Je ne suis pas d'accord. Il n'y a pas eu absence complète des partis au Sahara. Le mouvement démocratique y est présent et les partis politiques y ont toujours présenté des candidats aux élections.
Mais c'était ponctuel car électoral…

Non pas du tout ! Ma famille politique, le PSD et auparavant l'OADP, avaient et ont des locaux dans les provinces du Sud. Nous y avons des militants. Il en est de même pour d'autres comme l'USFP, l'Istiqlal, le PPS et d'autres. La relation entre les partis du mouvement national et le Sahara est ancienne et trouve ses origines dans la lutte nationale dans la libération du Maroc à travers la résistance et l'armée de libération, etc. Une telle relation s'est poursuivie.

Il est vrai que les partis ont pris en considération le fait que la situation du Sahara est particulière sur le plan sécuritaire. Leur présence n'était donc pas aussi importante qu'ailleurs à travers le pays. C'est comme si les partis étaient confrontés à une sorte de spécificité par rapport à cette région. Il s'agit aussi de dire que des erreurs avaient été commises par l'Etat durant des décennies. Depuis 1975 et jusqu'en 1999, la méthodologie était d'abord sécuritaire drapée dans le concept de «l'affaire d'Etat».

Les partis en ont souffert. Il n'était pas à l'époque facile de se présenter aux élections ou d'organiser des meetings politiques. Ce n'est plus le cas aujourd'hui. Il y a aujourd'hui une vision autre et une méthode de travail tout à fait différente qui peut se résumer au libre accès à tout le monde y compris au Sahara et ce dans le respect de la loi, bien évidemment.

Aujourd'hui, la volonté exprimée au plus haut niveau de l'Etat de soutenir le projet de démocratie a provoqué un élargissement de mouvement et d'action. Il y a une plus grande responsabilisation des partis . La question du Sahara a représenté un élément fondamental dans l'évolution de la démocratie au Maroc. Je veux parler du consensus national autour du Sahara et le combat de tous les Marocains pour la récupération de nos provinces a constitué un élément nodal dans le déclenchement du processus démocratique, en 1975. Depuis lors, il y a eu organisation d'élections, ouverture du Parlement jusqu'à l'aboutissement de l'alternance.

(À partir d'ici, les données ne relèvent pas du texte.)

PR #22, opened 2017-07-11
Feature/wmt 334/view individual case progress

dconey646:


test/helpers/data/workload-capacity-helper.js
```diff
@@ -53,8 +53,9 @@ module.exports.addWorkloadCapacitiesForOffenderManager = function () {
       inserts.push({table: 'workload', id: ids[0]})
       return knex('workload_report').returning('id').insert([
         { effective_from: new Date(2008, 0, 1) },
-        { effective_from: new Date(2009, 0, 1) },
-        { effective_from: new Date(2011, 0, 1) }
+        { effective_from: new Date(2009, 0, 1), effective_to: new Date(2010, 0, 1) }
+        // { effective_from: new Date(2011, 0, 1), effective_to: new Date(2010, 0, 1) },
```
dconey646: Forgot I left those in, will remove them after discussion.

test/helpers/data/workload-capacity-helper.js
```diff
@@ -135,6 +130,33 @@ module.exports.addWorkloadCapacitiesForOffenderManager = function () {
...
+
+      for (let i = 1; i <= 7; i++) {
+        defaultTier.tier_number = i
+        defaultTier.location = 'COMMUNITY'
+        tiers.push(defaultTier)
+        defaultTier.location = 'LICENSE'
+        tiers.push(defaultTier)
+        defaultTier.location = 'CUSTODY'
+        tiers.push(defaultTier)
+      }
```
dconey646: Need to change this as well, marking as a note.

test/integration/services/data/test-get-individual-caseload-progress.js
```diff
@@ -0,0 +1,40 @@
...
+  before(function (done) {
+    workloadCapacityHelper.addWorkloadCapacitiesForOffenderManager()
+      .then(function (builtInserts) {
+        inserts = builtInserts
+        done()
+      })
+  })
+
+  it('should retrieve current caseload progress for an offender manager', function (done) {
+    // TODO: Write test to get individual caseload progress and verify
```
dconey646: GOing to remove

test/integration/services/data/test-get-individual-caseload-progress.js
```diff
@@ -0,0 +1,39 @@
...
+  before(function (done) {
+    workloadCapacityHelper.addWorkloadCapacitiesForOffenderManager()
+      .then(function (builtInserts) {
+        inserts = builtInserts
+        done()
+      })
+  })
+
+  it('should retrieve current caseload progress for an offender manager', function (done) {
+    getIndividualCaseloadProgress(inserts.filter((item) => item.table === 'offender_manager')[0].id)
```
andrew-js-wright: This should be `workload_owner` table's id.

test/helpers/data/workload-capacity-helper.js
```diff
@@ -135,6 +128,29 @@ module.exports.addWorkloadCapacitiesForOffenderManager = function () {
...
+        total_cases: 10,
+        location: 'COMMUNITY'}
+
+      var tiers = []
+
+      for (let i = 1; i <= 7; i++) {
+        tiers.push(Object.assign({}, defaultTier, {tier_number: i, location: 'COMMUNITY'}))
+        tiers.push(Object.assign({}, defaultTier, {tier_number: i, location: 'CUSTODY'}))
+        tiers.push(Object.assign({}, defaultTier, {tier_number: i, location: 'LICENSE'}))
+      }
```
andrew-js-wright: I'm not seeing the value of adding so many tiers. I know it's more like the real data but I don't think we need it all to prove that query works. We could probably get away with just 2 tier rows and verify that the values we expect are summed correctly. It would keep things similar in the helper and reduce database load.

app/services/data/get-individual-caseload-progress.js
```diff
@@ -0,0 +1,22 @@
...
+    .where('workload_owner_id', id)
+    .whereNotNull('workload_report.effective_from')
+    .whereNull('workload_report.effective_to')
+    .max('workload.community_last_16_weeks AS community_last_16_weeks')
+    .max('workload.license_last_16_weeks AS license_last_16_weeks')
+    .max('workload.total_cases AS total_cases')
+    .sum('tiers.warrants_total AS warrants_total')
+    .sum('tiers.overdue_terminations_total AS overdue_terminations_total')
+    .sum('tiers.unpaid_work_total AS unpaid_work_total')
+    .groupBy('workload.id')
```
andrew-js-wright: Can we add a `first()` to this so that the DB only returns one record (as that's all we expect)

app/services/data/get-individual-caseload-progress.js
```diff
@@ -0,0 +1,22 @@
...
+    .leftJoin('tiers', 'workload.id', 'tiers.workload_id')
+    .where('workload_owner_id', id)
+    .whereNotNull('workload_report.effective_from')
+    .whereNull('workload_report.effective_to')
+    .max('workload.community_last_16_weeks AS community_last_16_weeks')
+    .max('workload.license_last_16_weeks AS license_last_16_weeks')
+    .max('workload.total_cases AS total_cases')
+    .sum('tiers.warrants_total AS warrants_total')
+    .sum('tiers.overdue_terminations_total AS overdue_terminations_total')
+    .sum('tiers.unpaid_work_total AS unpaid_work_total')
```
andrew-js-wright: Can we update the `AS` aliases so the fields are returned in camel case instead of snake case i.e. `unpaidWorkTotal` etc.

test/integration/services/data/test-get-individual-caseload-progress.js
dconey646: Yep, good spot.

test/helpers/data/workload-capacity-helper.js
dconey646: My thinking was to be more like real data, but I am happy to change it to less data.

app/services/data/get-individual-caseload-progress.js
dconey646: Good idea, done.

app/services/data/get-individual-caseload-progress.js
dconey646: Yep, done.

PR #24, opened 2017-07-11
334: Call getSubNav from the route instead of the service

andrew-js-wright:
The getSubNav call is going to be common across all of our screens. So it should
be as self contained as possible.

In stead of building up a list of navigation items in the service and then
setting the active flag on one, based on the req.path parameter, in the route.
The subNav array, including the active flag, is built in the get-sub-nav
service.

The service is then called only in the route, where we have access to the path.
This reduces the footprint of this common functionality and will make it easier
to bring new routes on board.

### DIFF
--- a/app/routes/capacity-route.js
+++ b/app/routes/capacity-route.js
@@ -1,6 +1,6 @@
 const getCapacityView = require('../services/get-capacity-view')
 const dateRangeHelper = require('../services/helpers/date-range-helper')
-const _ = require('lodash')
+const getSubNav = require('../services/get-sub-nav')
 
 module.exports = function (router) {
   router.get(`/:organisationLevel/:id/caseload-capacity`, function (req, res, next) {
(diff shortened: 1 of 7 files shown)


app/routes/capacity-route.js
```diff
@@ -11,12 +11,10 @@ module.exports = function (router) {
     var capacityViewPromise = getCapacityView(id, capacityDateRange, organisationLevel)
 
     return capacityViewPromise.then(function (result) {
-      var activeIndex = _.findIndex(result.subNav, {link: req.path})
-      result.subNav[activeIndex].active = true
       return res.render('capacity', {
         title: result.title,
         subTitle: result.subTitle,
-        subnav: result.subNav,
+        subnav: getSubNav(id, organisationLevel, req.path),
```
caoimheb: `subNav` as opposed to `subnav`, for consistency?

andrew-js-wright: Good catch. I'll let your branch over rule this laziness.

La question du Sahara a drainé l'idée de la nation et celle de Marocains vivant dans une même nation, défendant une seule cause. Tout cela est venu après une page d'affrontements et la question du Sahara est venue nous dire de travailler ensemble pour libérer nos provinces du Sud mais aussi pour développer tout le pays. L'un des éléments de développement est bien la démocratie. Aujourd'hui, nous assistons à l'inverse.

La résolution de l'affaire du Sahara réside dans la démocratie. La démocratisation marocaine conduira à l'intégration dans la prise de décision politique, économique, sociale, culturelle de tous les enfants du pays, dans toutes les catégories sociales et à travers toutes les régions.

La participation populaire résout bien des problèmes. Partout à travers les villes du pays, le citoyen doit pouvoir ressentir qu'il a droit à la participation, à faire des revendications, à avoir une opinion. Bref, l'affaire du Sahara a contribué à la démocratisation du pays et aujourd'hui la démocratie résoudra le dossier du Sahara. De ce projet démocratique, naîtra la régionalisation mais aussi une gouvernance nouvelle.